Stack decoder, 1004...Acoustic processor, 1006, 1008...Array processor, 1010...Language model, 1012...Workstation, 1020...Search device, 102
2,1024,1026,1028...interface.

Claims

[Claims] 1. A sound system in which partial Markov models corresponding to phonemes are connected to form a chain of partial Markov models representing a plurality of continuously uttered words, each of which can be assigned to a minute time interval. A device that recognizes continuous speech by selecting a string of labels according to the input speech from a set of labels representing types, and matching this string of labels to a chain of partial Markov models, performs the following (a) to ( A continuous speech recognition device characterized by having the means of g). (a) means for storing first data representing a plurality of possible utterances of a first audio portion; The possible utterances of this first audio portion do not vary with the audio portions that precede or follow the first audio portion.

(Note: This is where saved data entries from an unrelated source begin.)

PR #2380, opened 2021-12-13
weekend1 airport challenge

robinucar:


lib/airport.rb
```diff
@@ -0,0 +1,53 @@
+require './lib/plane'
+# Airport class
+class Airport
+  DEFAULT_CAPACITY = 5
+  attr_accessor :planes, :capacity, :error_messages
+  def initialize(capacity = DEFAULT_CAPACITY)
+    # create a planes array
+    @planes = []
+    @capacity = capacity # Default is 5 but now it can be updated
+    @error_messages = [
```
eoinmakers, line 10: I don't think this is the best way to store these error messages - I can see why collating them in this way would feel like a + for readability, but it's slightly impractical for a dev that needs to make a change to one of them to first find where the error message is / find out which element in the array needs to be changed.

spec/airport_spec.rb
```diff
@@ -0,0 +1,62 @@
...
+# Describe Airport class land method
+context Airport do
+  # subject = Airport
+  # land method
+  let(:plane) { Plane.new } # everytime when we call plane a new plane will be created.
+  describe '#land' do
+    it 'should land a plane' do
+      allow(subject).to receive(:stormy?) { "Sunny" }
+      subject.land(plane)
+      expect(subject.planes).to include(plane)
```
eoinmakers, line 12: Good use of stubs!

lib/airport.rb
```diff
@@ -0,0 +1,53 @@
...
+  end
+
+  def land(plane)
+    # error when airport is full
+    fail @error_messages[0] if full?
+    # error when weather is stormy
+    fail @error_messages[1] if stormy? == 'Stormy'
+    # Same plane should not land
+    fail @error_messages[2] if @planes.include?(plane)
+    # and plane will be pushed to planes array
```
eoinmakers, line 26: If the error messages were written directly in the method, it would make this method more readable, and you could avoid the use of comments. Generally speaking we try to write our code in a way that is readable enough that we don't also have to use comments.

spec/airport_spec.rb
```diff
@@ -0,0 +1,62 @@
...
+  
+  end
+  # take_off method
+  describe '#take_off' do
+    it 'should take off a plane' do
+      allow(subject).to receive(:stormy?) { "Sunny" }
+      subject.land(plane)
+      subject.take_off(plane)
+      expect(subject.planes).not_to include(plane)
+    end
```
eoinmakers, line 44: It's good to leave a newline under each test for readability

spec/airport_spec.rb
```diff
@@ -0,0 +1,62 @@
...
+    it 'should not let take off when weather is stormy' do
+      allow(subject).to receive(:stormy?) { 'Stormy' }
+      expect { subject.take_off(plane) }.to raise_error(subject.error_messages[3])
```
eoinmakers, line 47: I wouldn't use the real object for the 'expected' behaviour that you're comparing the 'actual' behaviour with. Thus I would write: 

expect { subject.take_off(plane) }.to raise_error("I would write the hardcoded error message here")

This would make your test a little more reliable.

eoinmakers: Otherwise, both sides of the test are using the real object, and you don't have a grounded / hardcoded expectation to compare the actual behaviour with.

eoinmakers (commented):
I thought this was a well written Airport Challenge, well done. You successfully implemented all of the user stories and demonstrated last week's learning objectives well. Nice work! 

My feedback is mostly around improving the readability for other devs, which saves time and makes code more easily digestible for those devs you're working with. 

A challenge I would pose to you is to explore the responsibilities in each class - if you do some work this week on domain model diagramming and thinking about which objects you should have and why, do you spot any behaviour in here that might be beneficial to draw out?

The first data is specified by a first identifier. (b) means for storing second data representing a plurality of possible utterances of a second audio portion different from said first audio portion; The possible utterances of this second audio portion do not vary with the audio portion that precedes it, but vary with the audio portion that follows it. The second data is specified by a second identifier. (c) means for storing third data representing a plurality of possible utterances of a third audio portion different from said first audio portion and said second audio portion; The possible utterances of this third audio portion vary with the audio portions that precede it and do not vary with the audio portions that follow it. The third data is specified by a third identifier. (d) means for storing fourth data representing a first word comprising said second audio portion; This fourth data includes a second identifier representing a portion of the first word. (e) means for storing fifth data representing a second word different from the first word, including the third audio portion; This fifth data includes a third identifier representing a part of the second word. (f) Means for storing sixth data including a first identifier representing the second audio portion and a third audio portion following the second audio portion. (g) Converting a plurality of consecutive words into a chain of the first, second and third identifiers above based on the contents of the storage means in (d) and (e) above, and
and the third identifier into first identifiers according to the contents of (f) above, and match them to the label string of the input voice based on the chain of the converted first identifiers. A means of constructing chains of partial Markov models.